Gamma ray logging is a method of measuring naturally occurring gamma radiation to characterize the rock or sediment in a borehole or drill hole. It is a wireline logging method used in mining, mineral exploration, water-well drilling, for formation evaluation in oil and gas well drilling and for other related purposes. Different types of rock emit different amounts and different spectra of natural gamma radiation. In particular, shales usually emit more gamma rays than other sedimentary rocks, such as sandstone, gypsum, salt, coal, dolomite, or limestone because radioactive potassium is a common component in their clay content, and because the cation-exchange capacity of clay causes them to absorb uranium and thorium. This difference in radioactivity between shales and sandstones/carbonate rocks allows the gamma ray tool to distinguish between shales and non-shales. But it cannot distinguish between carbonates and sandstone as they both have similar deflections on the gamma ray log. Thus gamma ray logs cannot be said to make good lithological logs by themselves, but in practice, gamma ray logs are compared side-by-side with stratigraphic logs.

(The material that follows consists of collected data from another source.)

Issue #889, opened 2026-06-19
Cannot pass lambda as parameter to function that receives System.Action


DavidObando:
Have the following C# code:
```csharp
class CliEnvironment {
  private Action restoreAction;
  public static void RegisterRestore(Action restore) => restoreAction = restore;
  ...
}
```

From G# we try to call this:
```gsharp
CliEnvironment.RegisterRestore(func() { called = called + 1 }) // this works

CliEnvironment.RegisterRestore(() -> called += 1) // this doesn't work
```

PR #2408, opened 2026-07-16
Fix target-type inference for untyped lambdas against imported CLR delegates/events

### LINKED ISSUE #2389: gsc: untyped lambda inference fails for imported CLR delegate event +=
Discovered while expanding #2380 coverage.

The gamma ray log, like other types of well logging, is done by lowering an instrument down the drill hole and recording gamma radiation variation with depth. In the United States, the device most commonly records measurements at 1/2-foot intervals. Gamma radiation is usually recorded in API units, a measurement originated by the petroleum industry. Gamma rays attenuate according to the diameter of the borehole mainly because of the properties of the fluid filling the borehole, but because gamma logs are generally used in a qualitative way, amplitude corrections are usually not necessary.

Three elements and their decay chains are responsible for the radiation emitted by rock: potassium, thorium and uranium. Shales often contain potassium as part of their clay content and tend to absorb uranium and thorium as well. A common gamma-ray log records the total radiation and cannot distinguish between the radioactive elements, while a spectral gamma ray log (see below) can.

For standard gamma-ray logs, the measured value of gamma-ray radiation is calculated from concentration of uranium in ppm, thorium in ppm, and potassium in weight percent: e.g., GR API = 8 × uranium concentration in ppm + 4 × thorium concentration in ppm + 16 × potassium concentration in weight percent. Due to the weighted nature of uranium concentration in the GR API calculation, anomalous concentrations of uranium can cause clean sand reservoirs to appear shaley. For this reason, spectral gamma ray is used to provide an individual reading for each element so that anomalous concentrations can be found and properly interpreted.

An advantage of the gamma log over some other types of well logs is that it works through the steel and cement walls of cased boreholes. Although concrete and steel absorb some of the gamma radiation, enough travels through the steel and cement to allow for qualitative determinations.

In some places, non-shales exhibit elevated levels of gamma radiation. For instance, sandstones can contain uranium minerals, potassium feldspar, clay filling, or lithic fragments that cause the rock to have higher than usual gamma readings. Coal and dolomite may contain absorbed uranium. Evaporite deposits may contain potassium minerals such as sylvite and carnallite. When this is the case, spectral gamma ray logging should be done to identify the source of these anomalies.